The problem for the author is that their experimental manipulations have small effects on the attitude measures. So, individually studies 1-6 would not show any effects. At no point did they consider this a problem and increase sample sizes. However, they were able to fix the problem by combining studies that were similar enough into one dataset. his was also done by Bem to produce significant results for time-reversed causality. It is not a good practice, but that doesn’t bother editors and reviewers at the top journal of social psychology. After all, they all do not know how to do science.
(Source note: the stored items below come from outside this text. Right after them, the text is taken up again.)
PR #331, opened 2024-11-04
Ensure we don't read invalid memory when seeking to pts before the first frame

### LINKED ISSUE #307: We could potentially access invalid memory while seeking
We call this function to get us the index of the highest keyframe that is <= the target pts:

https://github.com/pytorch/torchcodec/blob/59af4b77120e53c4fb8cf32e1c459ff5c3a10f12/src/torchcodec/decoders/_core/VideoDecoder.cpp#L698-L699

However this can return -1 if we are trying to seek to some negative value before the first keyframe's pts, and that would be invalid memory.

i.e. desiredKeyFrameIndex could be -1.

We probably should have an std::max(desiredKeyFrameIndex, 0) before looking up the desiredPts.

ahmadsharif1:
This PR does:

1. Ensures we don't read keyFrames[-1] when trying to seek before the first keyFrame. Note that our function returns the last keyframe whose pts is <= to the desired pts. And it returns -1 if no such keyframe is found.
2. We also use a single function to convert seconds to pts. Here we do a call to `std::round()` to ensure that we go back to int64 as faithfully as possible. Previously we were truncating and that could lead to off-by-one errors.

This fixes #307 (in particular, (1) fixes that)

I added a test for (1) but adding a test for (2) requires a lot of precise video editing that I haven't done.

### DIFF
--- a/src/torchcodec/decoders/_core/VideoDecoder.cpp
+++ b/src/torchcodec/decoders/_core/VideoDecoder.cpp
@@ -34,6 +34,10 @@ double ptsToSeconds(int64_t pts, const AVRational& timeBase) {
   return ptsToSeconds(pts, timeBase.den);
 }
 
+int64_t secondsToClosestPts(double seconds, const AVRational& timeBase) {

So, let’s forget about the questionable studies 1-6 and focus on the preregistered replication study with 555 Mturk workers (Study 7). The authors analyze their data with a mediation model and find statistically significant indirect effects. The problem with this approach is that mediation no longer has the internal validity of an experiment. Spurious relationships between mediators and the DV can inflate these indirect effects. So, it is also important to demonstrate that there is an effect by showing that the manipulation changed the DV (Baron & Kenny, 1986). The authors do not report this analysis. The authors also do not provide information about standardized effect sizes to evaluate the practical significance of their manipulation. However, the authors did provide covariance matrices in a supplement and I was able to run the analyses to get this information.

Here are the results.

The main effect for the bias manipulation is d = -.04, p = .38, 95%CI = -.12, .05

The main effect for the untrustworthiness manipulation is d = .01, p = .75, 95%CI = -.07, .10.

Both effects are not significant. Moreover, the effect size is so small and thanks to the large sample size the confidence intervals are so narrow that we can reject the hypothesis that the manipulations have at least a small effect, d = .2.

So, here we see the total failure of social psychology to understand what they are doing and their inability to make a real contribution to the understanding of attitudes and attitude change. This didn’t stop Rich Petty from co-authoring an article about psychology’s contribution to addressing the Covid-19 pandemic. Now, it would be unfair to blame 150,000 deaths on social psychology, but it is a fact that 40 years of trivial experiments have done little to help us change attitudes like attitudes towards wearing masks in the real world.

I can only warn young, idealistic students to consider social psychology as a career path. I speak form experience. I was a young idealistic student eager to learn about social psychology in the 1990s. If I could go back in time, I would have done something else with my life. In 2010, I thought social psychology might actually change for the better, but in 2020 it is clear that most psychologists want to continue with their trivial experiments that tell us nothing about social behaviour. If you just can’t help it and want to study social phenomena I recommend personality psychology or other social sciences.